#### [Stored items]
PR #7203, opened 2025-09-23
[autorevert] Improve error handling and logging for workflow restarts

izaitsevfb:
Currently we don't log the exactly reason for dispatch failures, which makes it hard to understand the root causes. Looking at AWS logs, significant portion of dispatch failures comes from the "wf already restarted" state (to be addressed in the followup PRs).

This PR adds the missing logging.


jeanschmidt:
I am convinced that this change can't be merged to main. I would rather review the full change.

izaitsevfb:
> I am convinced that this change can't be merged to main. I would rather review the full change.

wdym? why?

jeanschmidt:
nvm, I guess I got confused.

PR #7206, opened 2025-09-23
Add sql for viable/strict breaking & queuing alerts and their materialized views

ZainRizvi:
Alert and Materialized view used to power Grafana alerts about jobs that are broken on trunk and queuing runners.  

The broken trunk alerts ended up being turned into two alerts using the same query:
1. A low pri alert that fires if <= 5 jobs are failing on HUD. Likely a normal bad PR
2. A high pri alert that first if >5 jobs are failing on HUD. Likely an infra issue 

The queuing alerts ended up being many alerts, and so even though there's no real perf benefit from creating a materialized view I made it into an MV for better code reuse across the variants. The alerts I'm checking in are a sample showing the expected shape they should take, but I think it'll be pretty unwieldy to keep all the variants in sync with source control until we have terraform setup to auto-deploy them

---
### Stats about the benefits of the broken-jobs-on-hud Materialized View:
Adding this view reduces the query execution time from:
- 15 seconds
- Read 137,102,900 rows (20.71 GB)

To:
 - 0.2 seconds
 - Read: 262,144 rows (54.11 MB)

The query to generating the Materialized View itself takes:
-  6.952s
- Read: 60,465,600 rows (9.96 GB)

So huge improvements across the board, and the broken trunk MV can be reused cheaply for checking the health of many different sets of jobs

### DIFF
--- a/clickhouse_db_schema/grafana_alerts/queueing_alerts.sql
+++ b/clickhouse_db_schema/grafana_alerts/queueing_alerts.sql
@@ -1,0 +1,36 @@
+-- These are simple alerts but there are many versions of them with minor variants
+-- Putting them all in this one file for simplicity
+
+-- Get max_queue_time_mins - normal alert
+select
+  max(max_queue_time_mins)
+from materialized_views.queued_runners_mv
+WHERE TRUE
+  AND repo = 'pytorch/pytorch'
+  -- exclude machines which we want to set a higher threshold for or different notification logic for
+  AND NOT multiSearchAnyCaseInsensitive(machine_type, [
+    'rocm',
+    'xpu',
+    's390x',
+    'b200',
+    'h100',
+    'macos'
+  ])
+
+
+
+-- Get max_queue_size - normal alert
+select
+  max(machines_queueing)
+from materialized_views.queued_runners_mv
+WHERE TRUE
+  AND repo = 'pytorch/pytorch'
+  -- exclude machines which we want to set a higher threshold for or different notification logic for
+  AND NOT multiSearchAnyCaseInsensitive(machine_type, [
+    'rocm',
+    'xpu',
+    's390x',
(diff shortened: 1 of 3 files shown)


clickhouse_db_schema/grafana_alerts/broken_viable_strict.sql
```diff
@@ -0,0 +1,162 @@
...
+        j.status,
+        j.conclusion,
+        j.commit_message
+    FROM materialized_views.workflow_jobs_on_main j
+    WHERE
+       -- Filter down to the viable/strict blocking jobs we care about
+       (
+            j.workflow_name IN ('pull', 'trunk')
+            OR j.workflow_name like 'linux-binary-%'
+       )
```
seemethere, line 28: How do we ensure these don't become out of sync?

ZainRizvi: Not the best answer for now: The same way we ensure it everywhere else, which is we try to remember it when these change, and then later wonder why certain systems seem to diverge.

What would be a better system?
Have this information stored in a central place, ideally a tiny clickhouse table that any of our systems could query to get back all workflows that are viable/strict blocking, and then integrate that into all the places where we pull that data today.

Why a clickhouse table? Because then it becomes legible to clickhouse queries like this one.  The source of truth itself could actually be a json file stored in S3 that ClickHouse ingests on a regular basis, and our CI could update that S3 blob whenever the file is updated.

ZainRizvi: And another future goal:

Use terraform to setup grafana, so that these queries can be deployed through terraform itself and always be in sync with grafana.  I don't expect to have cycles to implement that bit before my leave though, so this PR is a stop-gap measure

#### [TASK TO CARRY OUT]
Taking the records as a whole, report how many of their lines include the word "itself". Nothing but the number is wanted.

#### [YOUR RESPONSE]
3